A follow-up study with two waves was performed among Spanish secondary school teachers. At the beginning of the academic year, a letter was sent to 50 secondary schools explaining the research objective. Self-report questionnaires, with scales measuring the main variables of this study plus other scales related to psychological well-being, were distributed among 600 secondary teachers at these schools and were posted back to the university. In total, 484 respondents from 34 schools returned the questionnaire at T1 at the beginning of the academic year (81% response rate). Eight months later at the end of the academic year (T2), identical questionnaires were distributed among the same schools. After deleting missing cases, 274 teachers (57% women, 43% men) from 23 schools had completed both questionnaires. Their scores were used in longitudinal analyses (T1-T2). Thus, 57% of the teachers participated at both T1 and T2. The mean sample age was 40 years (S.D.= 7.01).

To test whether drop-outs differed from the panel group, we compared the T1 background variables of both groups [i.e. age, gender, type of school (private vs. public), teaching experience, and organizational tenure], and also burnout and engagement dimensions (exhaustion, depersonalization, cynicism, vigor and dedication). Results from ANOVAs and Chi-square analyses showed no significant intergroup differences. We concluded that the panel group did not differ from drop-outs in both terms of background variables, and burnout and engagement dimensions.

Variables

Five groups of variables were considered: job demands, job resources, personal resources, burnout and engagement. Cronbach's [alpha] appears in table 1, showing that all variables had an alpha coefficient higher than .70 (Nunnaly & Bernstein, 1994), and the most demanding criterion .80 (Henson, 2001). There were only some exceptions of mental competences at T1 ([alpha] = .67) and depersonalization at T1 ([alpha] = .63) and T2 ([alpha] = .64).

Job demands

Quantitative overload was measured with the questionnaire of Beehr, Walsh and Taber (1976), which includes 3 items (item example: << I have too much work to be able to do it absolutely well >>).

Mental and emotional demands were measured with the questionnaire of Van Veldhoven and Meijman (1994), with 6- and 7-item scales, respectively (item example of mental overload: << My work requires that I am continuously thinking about what I have to do >>; item example of emotional overload: << I must confront subjects in my work that affect me personally >>).
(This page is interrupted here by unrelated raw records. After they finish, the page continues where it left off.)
PR #1540, opened 2023-11-19
Ensure support for Python 3.11/3.12

Jamim:
Hello @jkbrzt,

Thank you for this awesome tool! 🙇🏻‍♂️

I believe it would be nice to have supported Python versions listed explicitly, so I'd like to suggest changes that:
  * enable testing for Python 3.11/3.12 on CI
  * update `classifiers` at `setup.py`

Best regards!


jkbrzt:
Thanks, @Jamim!

PR #1543, opened 2023-11-26
More clear and readable expression

eukub:
Improvement of the regular expression for more clear and readable code


jkbrzt:
Thanks @eukub, but the two expressions are not equivalent.

PR #1545, opened 2023-12-09
Update README.md

geomat0101:
existing advice is broken, results in 'bash: /etc/apt/sources.list.d/httpie.list: Permission denied' because it is trying to redirect the output of the sudo command outside privileged context.  

Converted it to a subshell invocation


mikelolasagasti:
There's an alternative way to achieve the same result that I find more concise and readable. Instead of using the `sudo sh -c` approach, you could consider the following:

~~~
echo "deb [arch=amd64 signed-by=/usr/share/keyrings/httpie.gpg] https://packages.httpie.io/deb ./" |sudo tee -a /etc/apt/sources.list.d/httpie.list
~~~

jkbrzt:
Fixed via #1557. Thanks!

Role ambiguity and conflict were measured using the scales of Rizzo, House and Lirtzman (1970) with 6 and 8 items, respectively (item example: << I clearly know what my responsibilities are (reverse) >>; item example of role conflict is: << I do what is acceptable for some people but not for others >>).

Job resources

Autonomy was measured using the questionnaire of Jackson, Wall, Martin and Davis (1993) formed by 5 items (item example: << I can decide what tasks I will do everyday >>). We used the climate scale of questionnaire FOCUS (Van Muijen et al., 1999) to measure support climate, with 3 items (item example << People help mutually to finish the work correctly >>).

Personal resources

Mental and emotional competences were measured with self-constructed questionnaires formed by 3 and 7 items, respectively. We reworded the items forming the scale of mental and emotional demands of Van Veldhoven and Meijman (1994) to construct this scale. Thus, the competences to face these demands were identified. Instead of << My work requires that I work with a lot of written information >>, we used << I feel competent to work with a lot of written information >>. An item example of emotional competence is: << My work requires that I listen to others actively >>, we used << I feel competent to listen to others actively >>.

Burnout

Burnout dimensions were measured using different versions of the MBI. Thus, exhaustion and cynicism were measured using the Spanish version of the MBI-GS (Schaufeli et al., 2002) using 5 and 4 items, respectively (item example: << I am emotionally exhausted by my work >>. Item example:<< I've lost interest in my work since I began this job >>).

We used the scale of the MBI-HSS of Maslach, Jackson and Leiter (1996) formed by 5 items to measure depersonalization (item example: << I really don't mind what will happen to some people who I must work for in my work >>). These scales of burnout have been validated by Salanova et al. (2005).

Engagement

The vigor and dedication dimensions were measured using the Spanish adaptation of the Utrecht Work Engagement Scale (UWES) (Schaufeli et al., 2002) formed by 3 items each. (Item example: << In my work, I feel plenty of energy >>, with an item example like: << My work is challenging >>).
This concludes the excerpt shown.